§ Required action: Go through the records below and report each line with "buffer" in it.

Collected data
PR #3531, opened 2021-11-13
ENGINES: Use override

orgads:
Using clang-tidy modernize-use-override

### DIFF
--- a/engines/grim/emi/sound/mp3track.cpp
+++ b/engines/grim/emi/sound/mp3track.cpp
@@ -53,7 +53,7 @@ public:
 			_done = true;
 	}
 
-	int readBuffer(int16 *buffer, const int numSamples) {
+	int readBuffer(int16 *buffer, const int numSamples) override {
 		if (_done)
 			return 0;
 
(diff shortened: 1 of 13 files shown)


digitall:
@orgads : I would suggest splitting this change into a commit per engine as per your PR #3533 ... This makes bisecting for regressions and possible commit reversion in future easier.

orgads:
There are 13 files overall, and the change is mechanical, so I don't think it's worth splitting.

§ Response area:
-	int readBuffer(int16 *buffer, const int numSamples) {
+	int readBuffer(int16 *buffer, const int numSamples) override {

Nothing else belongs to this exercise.